Valve's lack of communication has made me:

-Contact the EU Data Commission about the security issue
What did you tell them?
-Delete everything from my wishlist
Why? Is this related in any way to the account security?
 

Nzyme32

Member
May 23, 2013
18,286
1
0
I received a preliminary response from Steam that consisted of general information about the issue, comparable in detail and structure to the information provided to GameSpot / Kotaku. I replied informing them I did not feel this was an adequate response and restating my specific questions.

If that is just from customer service I guess it's kind of expected since there is no other official line, but that is still not enough. If there isn't anything today I doubt they are going to respond without goading from the more popular press and youtubers
 

LurkerPrime

Member
Jan 6, 2014
18,003
1
0
Kotaku now has another article up where the issue and the lack of communication by Valve is mentioned in the second half.
Steam Problems Linger After Christmas Fiasco

Steam Winter Fail, wow. How did I not hear of that term before.

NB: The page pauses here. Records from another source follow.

PR #244, opened 2018-11-19
FIX: gpg/rsa: fix #170 signature length bug

SantiagoTorres:
It appears the specification for PKCSv1.5 doesn't say how long should a
signature should be (i.e., should we zero-pad the signature or should we
use the minimum number of bits required). In this case, signatures
generated using gnupg would sometimes be 8*n bits shorter than the
public key length, which would result in signatures that fail to verify
due to missing leading zeroes (the leading zeroes existed at the bit
level however).

Zero-left-pad signature objects that do not match the length of the exponent
`n` on a gpg rsa public key object before verification.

The severity of the Steam Guard email thing didn't hit me until I read now. I cannot believe Valve has been on radio silence about the issue--it's inexcusable.


The only question I really have at this point is, what is going on at Valve?
 

Condictor

Neo Member
Apr 14, 2013
4
0
0
Sweden
Is anyone else having trouble logging in through the Steampowered site? I tried to login a few hours ago but I never received a Steam Guard e-mail. I've tried several times, of course. The Steam support page says that it can take up to three hours to recieve the e-mail, so now I'm going to contact their helpdesk. I hope it's just a bug or something and that noone has changed my Steam account's e-mail address...

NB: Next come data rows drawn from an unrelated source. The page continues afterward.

PR #250, opened 2019-01-15
Add capabilities to support left stripping from paths when recording artifacts

adityasaky:
**Fixes issue #**: #194 (partially)

The command line argument `--lstrip-paths` now accepts a single prefix which will then be left stripped from all matching paths of artifacts. This left stripped path is then used as the key to the dictionary when recording artifacts.

### DIFF
--- a/in_toto/common_args.py
+++ b/in_toto/common_args.py
@@ -51,6 +51,7 @@ LSTRIP_PATHS_ARGS = ["--lstrip-paths"]
 LSTRIP_PATHS_KWARGS = {
   "dest": "lstrip_paths",
   "required": False,
+  "nargs": "+",
   "metavar": "<path>",
   "help": ("Record the path of artifacts in link metadata after left"
           " stripping the specified <path> from the full path. If"
--- a/in_toto/common_args.py
+++ b/in_toto/common_args.py
@@ -51,7 +51,6 @@ LSTRIP_PATHS_ARGS = ["--lstrip-paths"]
 LSTRIP_PATHS_KWARGS = {
   "dest": "lstrip_paths",
   "required": False,
-  "nargs": 1,
   "metavar": "<path>",
   "help": ("Record the path of artifacts in link metadata after left"
           " stripping the specified <path> from the full path. If"
--- a/in_toto/common_args.py
+++ b/in_toto/common_args.py
@@ -55,6 +55,8 @@ LSTRIP_PATHS_KWARGS = {
   "metavar": "<path>",
   "help": ("Record the path of artifacts in link metadata after left"
           " stripping the specified <path> from the full path. If"
-          " there are multiple prefixes specified, the longest match"
-          " is what is actually stripped from the full path.")
+          " there are multiple prefixes specified, only a single "
+           "prefix can match the path of any artifact and that is "
+           "then left stripped. All prefixes are checked to ensure none "
+           "of them are a left substring of another.")
 }
--- a/in_toto/common_args.py
+++ b/in_toto/common_args.py
@@ -46,3 +46,15 @@ BASE_PATH_KWARGS = {
   "help": ("Record 'materials/products' relative to <path>. If not set,"
           " current working directory is used as base path.")
   }
+
+LSTRIP_PATHS_ARGS = ["--lstrip-paths"]
+LSTRIP_PATHS_KWARGS = {
+  "dest": "lstrip_paths",
+  "required": False,
+  "nargs": "+",
+  "metavar": "<path>",
+  "help": ("Record the path of artifacts in link metadata after left"
+          " stripping the specified <path> from the full path. If"
+          " there are multiple prefixes specified, the longest match"
+          " is what is actually stripped from the full path.")
+}
--- a/in_toto/common_args.py
+++ b/in_toto/common_args.py
@@ -51,7 +51,7 @@ LSTRIP_PATHS_ARGS = ["--lstrip-paths"]
 LSTRIP_PATHS_KWARGS = {
   "dest": "lstrip_paths",
   "required": False,
-  "nargs": "+",
+  "nargs": 1,
   "metavar": "<path>",
   "help": ("Record the path of artifacts in link metadata after left"
           " stripping the specified <path> from the full path. If"
--- a/in_toto/in_toto_record.py
+++ b/in_toto/in_toto_record.py
@@ -260,14 +260,14 @@ examples:
       in_toto.runlib.in_toto_record_start(args.step_name, args.materials,
           signing_key=key, gpg_keyid=gpg_keyid,
           gpg_use_default=gpg_use_default, gpg_home=args.gpg_home,
-          exclude_patterns=args.exclude_patterns, base_path=args.base_path)
+          exclude_patterns=args.exclude_patterns, base_path=args.base_path, lstrip_paths=args.lstrip_paths)
 
     # Mutually exclusiveness is guaranteed by argparser
     else: # args.command == "stop":
       in_toto.runlib.in_toto_record_stop(args.step_name, args.products,
           signing_key=key, gpg_keyid=gpg_keyid,
           gpg_use_default=gpg_use_default, gpg_home=args.gpg_home,
-          exclude_patterns=args.exclude_patterns, base_path=args.base_path)
+          exclude_patterns=args.exclude_patterns, base_path=args.base_path, lstrip_paths=args.lstrip_paths)
 
   except Exception as e:
     log.error("(in-toto-record {0}) {1}: {2}"
--- a/in_toto/in_toto_record.py
+++ b/in_toto/in_toto_record.py
@@ -68,6 +68,9 @@ optional arguments:
                         for additional info.
   --base-path <path>    Record 'materials/products' relative to <path>. If not
                         set, current working directory is used as base path.
+  --lstrip-paths <path> If a prefix path is passed, the prefix is left stripped
+                        from the path of every artifact that contains the prefix.
+                        Currently, the prefix is a single path.
   -v, --verbose         Verbose execution.
   -q, --quiet           Suppress all output.
 
--- a/in_toto/in_toto_record.py
+++ b/in_toto/in_toto_record.py
@@ -68,8 +68,13 @@ optional arguments:
                         for additional info.
   --base-path <path>    Record 'materials/products' relative to <path>. If not
                         set, current working directory is used as base path.
-  --lstrip-paths <path> If a prefix path is passed, the prefix is left stripped
-                        from the path of every artifact that contains the prefix.
+  --lstrip-paths <path> [<path> ...]
+                        Record the path of artifacts in link metadata after left
+                        stripping the specified <path> from the full path. If
+                        there are multiple prefixes specified, only a single
+                        prefix can match the path of any artifact and that is
+                        then left stripped. All prefixes are checked to ensure none
+                        of them are a left substring of another.
   -v, --verbose         Verbose execution.
   -q, --quiet           Suppress all output.
 
--- a/in_toto/in_toto_record.py
+++ b/in_toto/in_toto_record.py
@@ -69,12 +69,12 @@ optional arguments:
   --base-path <path>    Record 'materials/products' relative to <path>. If not
                         set, current working directory is used as base path.
   --lstrip-paths <path> [<path> ...]
-                        Record the path of artifacts in link metadata after left
-                        stripping the specified <path> from the full path. If
-                        there are multiple prefixes specified, only a single
-                        prefix can match the path of any artifact and that is
-                        then left stripped. All prefixes are checked to ensure none
-                        of them are a left substring of another.
+                        Record the path of artifacts in link metadata after
+                        left stripping the specified <path> from the full
+                        path. If there are multiple prefixes specified, only a
+                        single prefix can match the path of any artifact and
+                        that is then left stripped. All prefixes are checked
+                        to ensure none of them are a left substring of another.
   -v, --verbose         Verbose execution.
   -q, --quiet           Suppress all output.
 
--- a/in_toto/in_toto_record.py
+++ b/in_toto/in_toto_record.py
@@ -115,7 +115,8 @@ import in_toto.user_settings
 import in_toto.runlib
 
 from in_toto.common_args import (EXCLUDE_ARGS, EXCLUDE_KWARGS,
-    BASE_PATH_ARGS, BASE_PATH_KWARGS)
+    BASE_PATH_ARGS, BASE_PATH_KWARGS, LSTRIP_PATHS_ARGS,
+    LSTRIP_PATHS_KWARGS)
 
 # Command line interfaces should use in_toto base logger (c.f. in_toto.log)
 log = logging.getLogger("in_toto")
@@ -195,6 +196,7 @@ examples:
 
   parent_parser.add_argument(*EXCLUDE_ARGS, **EXCLUDE_KWARGS)
   parent_parser.add_argument(*BASE_PATH_ARGS, **BASE_PATH_KWARGS)
+  parent_parser.add_argument(*LSTRIP_PATHS_ARGS, **LSTRIP_PATHS_KWARGS)
 
 
   verbosity_args = parent_parser.add_mutually_exclusive_group(required=False)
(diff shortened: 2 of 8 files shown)


adityasaky:
Reviewing why the checks failed.

adityasaky:
The issue, for reference, is how `string.lstrip` works. It works off a character set rather than the string itself.

tests/test_runlib.py
```diff
@@ -188,6 +188,36 @@ def test_base_path_is_parent_dir(self):
 
     os.chdir(self.test_dir)
 
+
+  def test_lstrip_paths_valid_prefix_directory(self):
+    lstrip_paths = "subdir/subsubdir/"
```
ofek: Let's also try some explicit unicode strings

ofek (changes requested):

tests/test_runlib.py
adityasaky: In the prefix? The left strip would just fail silently in that instance as the test setup doesn't have such files. Should a file also be added then, which is explicitly unicode?

lukpueh: It's okay to change the test case setup or write your own test cases.

adityasaky: https://github.com/adityasaky/in-toto/commit/778aee7c7d40601967b98a0f00438f9f9b2fa049

I have this commit in my repo that adds such a test. The reason I haven't pushed to the branch here is because it requires me to explicitly declare the encoding. `tox` was complaining when I didn't, and I just wanted to check before I pushed it here.

lukpueh: Declaring the encoding in that test module is fine. Please also check why tests are failing on appveyor.

adityasaky: Whoops, didn't notice the Windows build failed, apologies.

Looking it up, I see that I need to add `encoding="utf-8"` in `open()` for Python 3 on Windows. However, `encoding` isn't valid in Python 2, so adding that will cause the Python 2 test to fail. Thoughts?

adityasaky: Also, worth noting that the underlying system may support unicode file paths and still have this issue, as it seems to be an issue with file handling, and printing to stdout (boiling down to stdout's support for unicode).

in_toto/in_toto_record.py
```diff
@@ -258,14 +263,14 @@ def main():
       in_toto.runlib.in_toto_record_start(args.step_name, args.materials,
           signing_key=key, gpg_keyid=gpg_keyid,
           gpg_use_default=gpg_use_default, gpg_home=args.gpg_home,
-          exclude_patterns=args.exclude_patterns, base_path=args.base_path)
+          exclude_patterns=args.exclude_patterns, base_path=args.base_path, lstrip_paths=args.lstrip_paths)
```
SantiagoTorres: This line isn't wrapped to 78 cols.

in_toto/in_toto_record.py
```diff
@@ -258,14 +263,14 @@ def main():
...
 
     # Mutually exclusiveness is guaranteed by argparser
     else: # args.command == "stop":
       in_toto.runlib.in_toto_record_stop(args.step_name, args.products,
           signing_key=key, gpg_keyid=gpg_keyid,
           gpg_use_default=gpg_use_default, gpg_home=args.gpg_home,
-          exclude_patterns=args.exclude_patterns, base_path=args.base_path)
+          exclude_patterns=args.exclude_patterns, base_path=args.base_path, lstrip_paths=args.lstrip_paths)
```
SantiagoTorres: Neither this

in_toto/runlib.py
```diff
@@ -149,6 +149,11 @@ def record_artifacts_as_dict(artifacts, exclude_patterns=None,
             endings before hashing the content of the passed files, for
             cross-platform support.
 
+    lstrip_paths: (optional)
+            If a prefix path is passed, the prefix is left stripped from
+            the path of every artifact that contains the prefix. Currently,
```
SantiagoTorres: I'd drop the `currently, the prefix is a single path.` as it just clutters the description (let's mention that more can be provided in the future instead).

in_toto/runlib.py
```diff
@@ -214,9 +219,21 @@ def record_artifacts_as_dict(artifacts, exclude_patterns=None,
...
-          normalize_line_endings=normalize_line_endings)
+      if lstrip_paths:
+        # If a prefix is passed using the argument --lstrip-paths,
+        # that prefix is left stripped from the filepath passed.
+        # Currently, it's set to only take a single prefix in common_args.
+        # Note: if the prefix doesn't include a trailing /, the dictionary key
+        # may include an unexpected /.
+        # Path was already normalized above
+        if artifact.startswith(lstrip_paths[0]):
+          stripped_artifact = artifact[len(lstrip_paths[0]):]
```
SantiagoTorres: Should we handle this as a single string for now? (i.e., make the arg a list and then turn it into a list once we settle for the multiple strip paths)

in_toto/runlib.py
```diff
@@ -214,9 +219,21 @@ def record_artifacts_as_dict(artifacts, exclude_patterns=None,
...
+        artifacts_dict[stripped_artifact] = _hash_artifact(artifact,
+            normalize_line_endings=normalize_line_endings)
+      else:
+        # Path was already normalized above
+        artifacts_dict[artifact] = _hash_artifact(artifact,
+            normalize_line_endings=normalize_line_endings)
```
SantiagoTorres: It feels that this else clause is repetitive, is there a reason we can't move 231-232 out of the if and ignore the else?

in_toto/runlib.py
```diff
@@ -264,8 +281,19 @@ def record_artifacts_as_dict(artifacts, exclude_patterns=None,
...
-              normalize_line_endings=normalize_line_endings)
+          if lstrip_paths:
+            # If a prefix is passed using the argument --lstrip-paths,
+            # that prefix is left stripped from the filepath passed.
+            # Currently, it's set to only take a single prefix in common_args.
+            # Note: if the prefix doesn't include a trailing /, the dictionary key
+            # may include an unexpected /.
+            if normalized_filepath.startswith(lstrip_paths[0]):
+              normalized_filepath = normalized_filepath[len(lstrip_paths[0]):]
+            artifacts_dict[normalized_filepath] = _hash_artifact(filepath,
```
SantiagoTorres: same goes here.

in_toto/runlib.py
```diff
@@ -476,7 +508,7 @@ def in_toto_run(name, material_list, product_list, link_cmd_args,
 
   materials_dict = record_artifacts_as_dict(material_list,
       exclude_patterns=exclude_patterns, base_path=base_path,
-      follow_symlink_dirs=True, normalize_line_endings=normalize_line_endings)
+      follow_symlink_dirs=True, normalize_line_endings=normalize_line_endings, lstrip_paths=lstrip_paths)
```
SantiagoTorres: Please wrap this around.

in_toto/runlib.py
```diff
@@ -490,7 +522,7 @@ def in_toto_run(name, material_list, product_list, link_cmd_args,
 
   products_dict = record_artifacts_as_dict(product_list,
       exclude_patterns=exclude_patterns, base_path=base_path,
-      follow_symlink_dirs=True, normalize_line_endings=normalize_line_endings)
+      follow_symlink_dirs=True, normalize_line_endings=normalize_line_endings, lstrip_paths=lstrip_paths)
```
SantiagoTorres: please wrap this

in_toto/runlib.py
```diff
@@ -615,7 +651,7 @@ def in_toto_record_start(step_name, material_list, signing_key=None,
 
   materials_dict = record_artifacts_as_dict(material_list,
       exclude_patterns=exclude_patterns, base_path=base_path,
-      follow_symlink_dirs=True, normalize_line_endings=normalize_line_endings)
+      follow_symlink_dirs=True, normalize_line_endings=normalize_line_endings, lstrip_paths=lstrip_paths)
```
SantiagoTorres: Please wrap this

tests/test_runlib.py
```diff
@@ -125,6 +126,7 @@ def setUpClass(self):
         fp.write(path)
 
 
+
```
SantiagoTorres: is this stray newline needed?

tests/test_runlib.py
```diff
@@ -188,6 +190,79 @@ def test_base_path_is_parent_dir(self):
...
+      pass
+
+  @unittest.skipUnless(os.getenv("TEST_SKIP_WINDOWS_PY3"), "test only applies to windows and py3")
+  def test_lstrip_paths_valid_unicode_prefix_file_windows_py_3(self):
+    # Try to create a file with unicode character
+    try:
+      os.mkdir("ಠ")
+      path = "ಠ/foobar"
+      with open(path, "w", encoding="utf-8") as fp:
+        fp.write(path)
```
SantiagoTorres: I wonder if you'd just want to use `shutil.copy` to simplify all of this

SantiagoTorres (changes requested):

SantiagoTorres:
LGTM now, @ofek , @lukpueh could you do the honors? :100:

in_toto/common_args.py
```diff
@@ -46,3 +46,15 @@
...
+LSTRIP_PATHS_ARGS = ["--lstrip-paths"]
+LSTRIP_PATHS_KWARGS = {
+  "dest": "lstrip_paths",
+  "required": False,
+  "nargs": "+",
+  "metavar": "<path>",
+  "help": ("Record the path of artifacts in link metadata after left"
+          " stripping the specified <path> from the full path. If"
+          " there are multiple prefixes specified, the longest match"
+          " is what is actually stripped from the full path.")
```
lukpueh: Please update help message

in_toto/in_toto_record.py
```diff
@@ -68,6 +68,8 @@
                         for additional info.
   --base-path <path>    Record 'materials/products' relative to <path>. If not
                         set, current working directory is used as base path.
+  --lstrip-paths <path> If a prefix path is passed, the prefix is left stripped
+                        from the path of every artifact that contains the prefix.
```
lukpueh: This is not what the actual help message says (see comment above). They should match.

in_toto/runlib.py
```diff
@@ -204,6 +210,15 @@ def record_artifacts_as_dict(artifacts, exclude_patterns=None,
...
     norm_artifacts = _apply_exclude_patterns(norm_artifacts, exclude_patterns)
 
+  # Check if any of the prefixes passed for left stripping is a left substring
+  # of another
+  if lstrip_paths:
+    for prefix_one, prefix_two in itertools.combinations(lstrip_paths, 2):
+      if prefix_one.startswith(prefix_two) or \
+          prefix_two.startswith(prefix_one):
+        raise in_toto.exceptions.PrefixError("'{}' and '{}'"
+            "triggered a left substring error".format(prefix_one, prefix_two))
```
lukpueh, line 241: Missing space after string continuation: `'{}'triggered`

tests/test_runlib.py
```diff
@@ -188,6 +189,108 @@ def test_base_path_is_parent_dir(self):
...
+      path = "ಠ/foo"
+      shutil.copy("foo", path)
+
+      # Attempt to left strip the path now that the file has been created
+      lstrip_paths = ["ಠ/"]
+      expected_artifacts = sorted(["foo"])
+      artifacts_dict = record_artifacts_as_dict(["./ಠ/"],
+                                                lstrip_paths=lstrip_paths)
+      self.assertListEqual(sorted(list(artifacts_dict.keys())),
+                           expected_artifacts)
```
lukpueh: Please use double indent for line continuation.

in_toto/runlib.py
```diff
@@ -264,7 +293,23 @@ def record_artifacts_as_dict(artifacts, exclude_patterns=None,
...
+            for prefix in lstrip_paths:
+              if normalized_filepath.startswith(prefix):
+                key = normalized_filepath[len(prefix):]
+                break
+
+          if key in artifacts_dict:
+            raise in_toto.exceptions.PrefixError("Prefix selection has resulted"
+                " in non unique dictionary key '{}'".format(key))
+
+          artifacts_dict[key] = _hash_artifact(filepath,
```
lukpueh, line 303: Looks like there is potential for DRY here. Mind creating a helper function?

lukpueh (changes requested):
I have a few more requests...

in_toto/runlib.py
adityasaky: For the PrefixError check? It happens twice only (for now), but I suppose it could be broken off.

lukpueh: I meant the entire thing. [L232-L247](https://github.com/in-toto/in-toto/blob/744129161f8fef1569dc27db5b0b146b39d94670/in_toto/runlib.py#L232-L247) and [L299-L312](https://github.com/in-toto/in-toto/blob/744129161f8fef1569dc27db5b0b146b39d94670/in_toto/runlib.py#L299-L312) are exactly the same, right?

in_toto/in_toto_record.py
```diff
@@ -68,6 +68,13 @@
                         for additional info.
   --base-path <path>    Record 'materials/products' relative to <path>. If not
                         set, current working directory is used as base path.
+  --lstrip-paths <path> [<path> ...]
+                        Record the path of artifacts in link metadata after left
+                        stripping the specified <path> from the full path. If
+                        there are multiple prefixes specified, only a single
+                        prefix can match the path of any artifact and that is
+                        then left stripped. All prefixes are checked to ensure none
+                        of them are a left substring of another.
```
lukpueh: Please check [max line lengths](https://github.com/secure-systems-lab/code-style-guidelines#maximum-line-length).

in_toto/in_toto_run.py
```diff
@@ -60,6 +60,13 @@
                         for additional info.
   --base-path <path>    Record 'materials/products' relative to <path>. If not
                         set, current working directory is used as base path.
+  --lstrip-paths <path> [<path> ...]
+                        Record the path of artifacts in link metadata after left
+                        stripping the specified <path> from the full path. If
+                        there are multiple prefixes specified, only a single
+                        prefix can match the path of any artifact and that is
+                        then left stripped. All prefixes are checked to ensure none
+                        of them are a left substring of another.
```
lukpueh: Please check [max line lengths](https://github.com/secure-systems-lab/code-style-guidelines#maximum-line-length).

in_toto/runlib.py
```diff
@@ -214,8 +229,24 @@ def record_artifacts_as_dict(artifacts, exclude_patterns=None,
...
 
-      # Path was already normalized above
-      artifacts_dict[artifact] = _hash_artifact(artifact,
+      key = artifact
+      if lstrip_paths:
+        # If a prefix is passed using the argument --lstrip-paths,
+        # that prefix is left stripped from the filepath passed.
+        # Note: if the prefix doesn't include a trailing /, the dictionary key
+        # may include an unexpected /.
+        for prefix in lstrip_paths: # pragma: no cover
```
lukpueh: `no cover` excludes the entire loop from coverage. Please use [`no branch`](https://coverage.readthedocs.io/en/coverage-4.3.4/branch.html#branch) which marks it as partial.

tests/test_runlib.py
```diff
@@ -188,6 +189,108 @@ def test_base_path_is_parent_dir(self):
...
+      expected_artifacts = sorted(["foo"])
+      artifacts_dict = record_artifacts_as_dict(["./ಠ/"],
+          lstrip_paths=lstrip_paths)
+      self.assertListEqual(sorted(list(artifacts_dict.keys())),
+          expected_artifacts)
+      os.remove(path)
+      os.rmdir("ಠ")
+    except OSError:
+      # OS doesn't support unicode explicit files
+      pass
```
lukpueh: Why you distinguish between environments and then run the exact same test in both environments?

lukpueh (changes requested):
I did a full pass now. All the logic and corresponding tests look great. I have a few minor comments. Please address and we can merge. Thanks!

tests/test_runlib.py
adityasaky: Good point! 

Initially, the file was being written and not copied, and there was a difference there. When I switched to `shutil.copy`, the tests became the same. I’ll take one out and remove the environment check.

lukpueh (approved):

lukpueh:
Thanks, @adityasaky!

edit: maybe i won't contact them after all, now that i've read that people have had lots of problem with steam overall
edit2: lol, it's even mentioned in that kotaku article *facepalm*
 

Syf

Banned
Oct 3, 2012
11,546
1
435
Canada
I cannot believe Valve has been on radio silence about the issue--it's inexcusable.
The silence is why I'm done buying games through Steam. I could forgive the original issue, but the silence makes Valve a shit company as far as I'm concerned.
 

FyreWulff

Member
Jan 21, 2010
39,740
1
0
The Internet
fyrewulff.com
The silence is why I'm done buying games through Steam. I could forgive the original issue, but the silence makes Valve a shit company as far as I'm concerned.

Same here. I also have a game on Steam, and will no longer do business with them for game sales. People need to put their money where their mouth is on this one, lest Valve thinks they can just shovel it away.